[DATASET CONTENT — start]
Issue #41, opened 2020-01-10
Allow to specify certificates for client authentication


silvioprog:
Hi.

Do you have plans to allow to specify certificates (`.pem`, `.pfx`, `.p12` etc.) for client authentication?

I did a small change in file `streams.rs` ([line 51](https://github.com/sbstp/attohttpc/blob/73d650b35e615847f61c26a30114eb70429e1f97/src/streams.rs#L51)) just to test a connection which requires a PKCS12 certificate:

```rust
...
    #[cfg(feature = "tls")]
    fn connect_tls(
        host: &str,
        port: u16,
        connect_timeout: Duration,
        read_timeout: Duration,
    ) -> Result<TlsStream<TcpStream>> {
        use native_tls::Identity;
        let mut builder = TlsConnector::builder();
        let buf = std::fs::read("/home/user/certificate.pfx")?;
        let pkcs12 = Identity::from_pkcs12(&buf, "123456").unwrap();
        builder.identity(pkcs12);
        builder.danger_accept_invalid_certs(true);
        let connector = builder.build()?;
        let stream = BaseStream::connect_tcp(host, port, connect_timeout, read_timeout)?;
        let tls_stream = match connector.connect(host, stream) {
            Ok(stream) => stream,
            Err(HandshakeError::Failure(err)) => return Err(err.into()),
            Err(HandshakeError::WouldBlock(_)) => panic!("socket configured in non-blocking mode"),
        };
        Ok(tls_stream)
    }
...
```

and it worked fine.

(The `danger_accept_invalid_certs(true)` is related to #38).

adamreichold:
This is now possible when using the `rustls` backend as we expose the full `ClientConfig`. For `native-tls`, we either need to add API or also expose `TlsConnector` directly.

PR #51, opened 2020-01-31
Add optional support for rustls as an alternative to native-tls

### LINKED ISSUE #48: Offer rustls as an alternative to native-tls
As suggested in the [smoke testing blog post](https://medium.com/@shnatsel/smoke-testing-rust-http-clients-b8f2ee5db4e6) we could offer to use the `rustls` TLS backend instead of `native-tls` with a feature flag.

adamreichold:
Closes #48

### DIFF
--- a/src/lib.rs
+++ b/src/lib.rs
@@ -131,3 +131,22 @@ where
 {
     RequestBuilder::new(Method::TRACE, base_url)
 }
+
+mod skip_debug {
+    use std::fmt;
+
+    #[derive(Clone)]
+    pub struct SkipDebug<T>(pub T);
+
+    impl<T> fmt::Debug for SkipDebug<T> {
+        fn fmt(&self, f: &mut fmt::Formatter<'_>) -> fmt::Result {
+            write!(f, "...")
+        }
+    }
+
+    impl<T> From<T> for SkipDebug<T> {
+        fn from(val: T) -> SkipDebug<T> {
+            SkipDebug(val)
+        }
+    }
+}
--- a/src/request.rs
+++ b/src/request.rs
@@ -4,6 +4,8 @@ use std::borrow::{Borrow, Cow};
 use std::convert::{From, TryInto};
 use std::io::{prelude::*, BufWriter};
 use std::str;
+#[cfg(feature = "tls-rustls")]
+use std::sync::Arc;
 use std::time::Duration;
 
 #[cfg(feature = "compress")]
@@ -12,12 +14,16 @@ use http::{
     header::{HeaderValue, IntoHeaderName, ACCEPT, CONNECTION, CONTENT_LENGTH, HOST, USER_AGENT},
     HeaderMap, Method, StatusCode, Version,
 };
+#[cfg(feature = "tls-rustls")]
+use rustls::ClientConfig;
 use url::Url;
 
 #[cfg(feature = "charsets")]
 use crate::charsets::Charset;
 use crate::error::{Error, ErrorKind, InvalidResponseKind, Result};
 use crate::parsing::{parse_response, Response};
+#[cfg(feature = "tls-rustls")]
+use crate::skip_debug::SkipDebug;
 use crate::streams::{BaseStream, ConnectInfo};
 
 const VERSION: &str = env!("CARGO_PKG_VERSION");
@@ -79,6 +85,8 @@ pub struct RequestBuilder<B = [u8; 0]> {
     accept_invalid_certs: bool,
     #[cfg(feature = "tls")]
     accept_invalid_hostnames: bool,
+    #[cfg(feature = "tls-rustls")]
+    client_config: SkipDebug<Option<Arc<ClientConfig>>>,
 }
 
 impl RequestBuilder {
@@ -125,6 +133,8 @@ impl RequestBuilder {
             accept_invalid_certs: false,
             #[cfg(feature = "tls")]
             accept_invalid_hostnames: false,
+            #[cfg(feature = "tls-rustls")]
+            client_config: None.into(),
         })
     }
 }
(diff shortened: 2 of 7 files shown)


src/lib.rs
```diff
@@ -131,3 +131,22 @@ where
 {
     RequestBuilder::new(Method::TRACE, base_url)
 }
+
+mod skip_debug {
+    use std::fmt;
+
+    #[derive(Clone)]
+    pub struct SkipDebug<T>(pub T);
```
adamreichold: This is somewhat hacky IMHO but I saw few alternatives and those have significant downsides:
* Use a procedural macro like [`educe`](https://crates.io/crates/educe) but that adds an additional dependency and increases build times.
* Manually implement `fmt::Debug` for the relevant types but that seems to imply an unreasonable amount of boiler plate.

src/streams.rs
```diff
@@ -51,9 +68,9 @@ impl BaseStream {
                 BaseStream::connect_tcp(host, port, info).map(|(stream, timeout)| BaseStream::Plain { stream, timeout })
             }
             #[cfg(feature = "tls")]
-            "https" => {
-                BaseStream::connect_tls(host, port, info).map(|(stream, timeout)| BaseStream::Tls { stream, timeout })
-            }
+            "https" => BaseStream::connect_tls(host, port, info),
+            #[cfg(feature = "tls-rustls")]
```
adamreichold: Adding it this way might be surprising but allows one to build a functional instance of this crate with both features enabled which might happen if one depends on this indirectly with the dependencies in between enabling both features. Alternative one could force a compiler error when both features are enabled to prevent this situation from happening.

This will produce a warning about the pattern being unreachable in that case but should function normally preferring the existing `native-tls`-based code path. One could even consider the warning a feature but IIRC, Cargo hides warnings from dependencies by default...

src/request.rs
```diff
@@ -79,6 +85,8 @@ pub struct RequestBuilder<B = [u8; 0]> {
     accept_invalid_certs: bool,
     #[cfg(feature = "tls")]
     accept_invalid_hostnames: bool,
+    #[cfg(feature = "tls-rustls")]
+    client_config: SkipDebug<Option<Arc<ClientConfig>>>,
```
adamreichold: This differs slightly in the approach compared to the existing `accept_invalid_*` fields but is strictly more general as it supports e.g. setting up client authentication. I could also reuse the existing fields marking them as `#[cfg(any(feature = "tls", feature  = "tls-rustls"))]` and implementing their functionality in terms of `rustls::ClientConfig` if you prefer.

Another option I see here would be to align this by replacing the `accept_invalid_*` fields by a `tls_connector: Option<TlsConnector>` which would also allow full access to the `native-tls` configuration but would imply an incompatible API change.

adamreichold: Going for `tls_connector: Option<TlsConnector>` would also allow us to close #41 so this does look like a nice choice.

src/streams.rs
```diff
@@ -100,7 +113,33 @@ impl BaseStream {
                 }
             },
         };
-        Ok((stream, timeout))
+        Ok(BaseStream::Tls { stream, timeout })
+    }
+
+    #[cfg(feature = "tls-rustls")]
+    fn connect_rustls(host: &str, port: u16, info: &ConnectInfo) -> Result<BaseStream> {
+        let name = DNSNameRef::try_from_ascii_str(host)?;
```
sbstp: It seems like this crate is still pretty low level. Do you think there's value in abstracting tls functionality in a module that supports multiple backends, but offers an identical/abstract interface to use tls functionality?

adamreichold: Personally, I did not find it significantly worse than using `native-tls` and there is also the `rustls-connector` crate that provides almost exactly the same API and I did use that in the beginning but the results was not that much simpler.

Considering an additional internal abstraction over `rustls` and `native-tls` more specifically: I think that would only make sense if we decide to avoid exposing the `TlsConnector` or `ClientConfig` for arbitrary TLS setup via our API and provide our own configuration API instead.  Abstracting only the interaction with `TlsStream` and `StreamOwned` does not seem worth it IMHO as `BaseStream` basically already provides exactly this.

sbstp:
Hey I experimented a little and I'd like to make the `tls` features mutually exclusive. I came up with this:

```rust
#[cfg(all(feature = "tls", feature = "tls-rustls"))]
compile_error!("cannot activate both the `tls` and `tls-rustls` feature at once");
```

in `src/lib.rs`

adamreichold:
> I'd like to make the tls features mutually exclusive.

As written above, I know the technique but I think it is quite problematic: Consider you create a program that depends on libraries A and B which both depend on attohttpc. A enables the `tls` features and does not give you control over this whereas B enables the `tls-rustls` feature and gives you no control over this. Hence you'll end up with a dependency tree where both features are enabled without being able to do anything about it short of modifying one of your dependencies. 

Considering that Cargo features are meant to be additive and to avoid giving the user a compiler error that cannot be fixed, I would suggest avoiding this. Especially since there is no technical reason to do so: The library will work with both TLS backends builtin and both provide reasonable defaults (and both would need to be setup correctly in the above scenario anyway).

sbstp:
Hey, sorry for the delay. I wanted to slow down the pace a bit because we've been releasing multiple versions per week. I'll merge this soon. I've also been working on a Session type that can apply settings to all requests made from it and eventually support a cookie jar.

src/request.rs
```diff
@@ -407,6 +419,16 @@ impl<B> RequestBuilder<B> {
         self.accept_invalid_hostnames = accept_invalid_hostnames;
         self
     }
+
+    /// Sets the TLS client configuration
+    ///
+    /// Defaults to a configuration using the root certificates
+    /// from the webpki-roots crate.
+    #[cfg(feature = "tls-rustls")]
+    pub fn client_config(mut self, client_config: Arc<ClientConfig>) -> Self {
```
sbstp: Would it be a good idea to take a `impl Into<Arc<ClientConfig>>` to make the boxing to Arc automatic if you don't intend to share the structure?

sbstp:
Thanks Adam. I ran the reddit crawler on this version and it ran smoothly so I'm confident to merge this.

PR #52, opened 2020-03-01
Add Session type which can apply settings to requests created from it

sbstp:


sbstp:
Review: @adamreichold

sbstp:
Going to do a pass on the docs to make sure everything is still coherent.

sbstp:
@adamreichold hey I was looking at the code and it seems like I missed something. Does rustls listen to the danger_accept_invalid_certs flag?

adamreichold:
> hey I was looking at the code and it seems like I missed something. Does rustls listen to the danger_accept_invalid_certs flag?

It does not. It gets all of its configuration via the `ClientConfig` data type which is immutable because it is usually shared process-wide. Also note that those two flags do not exist when only the rustls backend is configured. As said in the original rustls MR, I see two options here: Implement API surface abstracting over native-tls and rustls covering the options we feel necessary to expose or align things by exposing `TlsConnector` directly so that library users can use that to configure things as they wish.

.travis.yml
```diff
@@ -5,3 +5,5 @@ rust:
   - nightly
 script:
   - /bin/sh run-tests.sh
+  - rustup component add clippy
```
adamreichold: I wonder if this could land separately?

src/request/mod.rs
```diff
@@ -0,0 +1,295 @@
...
+    Error: From<V::Error>,
+{
+    let value = value.try_into()?;
+    headers.append(header, value);
+    Ok(())
+}
+
+/// Represents a request that's ready to be sent. You can inspect this object for information about the request.
+#[derive(Debug)]
+pub struct PreparedRequest<B> {
```
adamreichold: If the request builder is now called `RequestBuilder`, this could become `Request`?

sbstp: I didn't change the name of the RequestBuilder, it was already named this way. The PreparedRequest terminology comes from the `requests` library where a request ready to be sent is available in immutable form to inspect before sending.

.travis.yml
sbstp: Yes, I forgot to add cargo clippy --all-features anyway.

adamreichold: We probably want both, a run with `--no-default-features` and a run with `--all-features`?

src/request/mod.rs
adamreichold: Ah, sorry, seems I got confused here.

PR #54, opened 2020-03-11
Do not try to resolve bracketed IP addresses

### LINKED ISSUE #53: Support for IPv6 addresses
While switching my code from IPv4 only to mixed mode as well as IPv6 only mode, I encountered a strange bug in *attohttpc*.

At first, I thought it would be as easy as replacing strings such as *"http://127.0.0.1:3000/fancy_rest"* with *"http://[::1]:3000/fancy_rest"*. The latter works in my browser and in `curl`. Even the `url` crate can parse it [correctly](https://play.rust-lang.org/?version=stable&mode=debug&edition=2018&gist=025db104ed5330d728b9c7752c473333). 

Just when I use `attohttpc` I get the following error on Linux:
```
Error(Io(Custom { kind: Other, error: "failed to lookup address information: Name or service not known" }))
```
on other systems it might also be displayed like the following:
```
Error(Io(Custom { kind: Other, error: "failed to lookup address information: Temporary failure in name resolution" })) 
```

Probably trying to interpret *[::1]* as a hostname instead of an `IpAddr`.

Unfortunately, `attohttpc` is not yet available on the rust playground, otherwise, I would have shown a minimal example there.

And totally unrelated: thank you for providing a pretty neat, slim and efficient http client library without async+await :D

adamreichold:
URL can contain IP addresses within brackets like "http://[::1]" which should
not be resolve as a domain name but rather used as-is as an IP address.

This change therefore makes use of Url::host instead of Url::host_str to determine
the address to connect with whereas Url::host_str continues to be used for TLS
authentication as this is always based on domain names.

Closes #53

### DIFF
--- a/src/happy.rs
+++ b/src/happy.rs
@@ -1,9 +1,11 @@
 use std::io;
 use std::iter::{self, FusedIterator};
-use std::net::{TcpStream, ToSocketAddrs};
+use std::net::{TcpStream, IpAddr, ToSocketAddrs};
 use std::sync::mpsc::channel;
 use std::thread;
 use std::time::{Duration, Instant};
+
+use url::Host;
 
 const RACE_DELAY: Duration = Duration::from_millis(200);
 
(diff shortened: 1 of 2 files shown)


adamreichold:
@gh0st42 Could you give this a try?

gh0st42:
Issue seems to be resolved!

Thanks

sbstp:
Hello! Thanks for the report & the fix. I just published this in version `0.12.0`.

PR #57, opened 2020-04-17
Do some maintenance chores

adamreichold:
This includes Rustfmt and Clippy as part of the CI, updates the formatting and updates the optional Rustls-related dependencies.


src/streams.rs
```diff
@@ -55,6 +55,7 @@ impl BaseStream {
 
         debug!("trying to connect to {}:{}", host, port);
 
+        #[allow(unreachable_patterns)]
```
sbstp, line 58: Neat!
[DATASET CONTENT — finish]
YOUR OBJECTIVE »
Total the lines in the records above that contain the string "need". Write only that total.

RESPONSE »
2